PR #262, opened 2024-02-02
Remove watermill and replace with shared consumer event handling

0xdev22:
# Proposed Changes


cmd/devices-api/main.go
```diff
@@ -203,7 +203,7 @@ func startTaskStatusConsumer(logger zerolog.Logger, settings *config.Settings, p
 }
 
 func startContractEventsConsumer(logger zerolog.Logger, settings *config.Settings, pdb db.Store, autoPi *autopi.Integration, macaron *macaron.Integration, ddSvc services.DeviceDefinitionService) {
-	clusterConfig := sarama.NewConfig()
+	/*clusterConfig := sarama.NewConfig()
```
elffjs, line 206: Let's not commit a big comment. If it's going, it's going.

internal/services/contracts_events_consumer.go
```diff
@@ -102,34 +102,24 @@ func NewContractsEventsConsumer(pdb db.Store, log *zerolog.Logger, settings *con
...
-func (c *ContractsEventsConsumer) processMessage(msg *message.Message) error {
-	// Keep the pipeline moving no matter what.
-	defer func() { msg.Ack() }()
+func (c *ContractsEventsConsumer) RunConsumer() error {
+	ctx := context.Background()
 
-	// Deletion messages. We're the only actor that produces these, so ignore them.
-	if msg.Payload == nil {
-		return nil
+	if err := kafka.Consume[*shared.CloudEvent[json.RawMessage]](ctx, kafka.Config{
```
elffjs, line 108: Can we just return this error value to the caller? We're calling `.Fatal` here and in the caller, it seems duplicative.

■ **The problem**: Return each line from the material that includes the string "clusterConfig".

■ **Problem solution**:
-	clusterConfig := sarama.NewConfig()
+	/*clusterConfig := sarama.NewConfig()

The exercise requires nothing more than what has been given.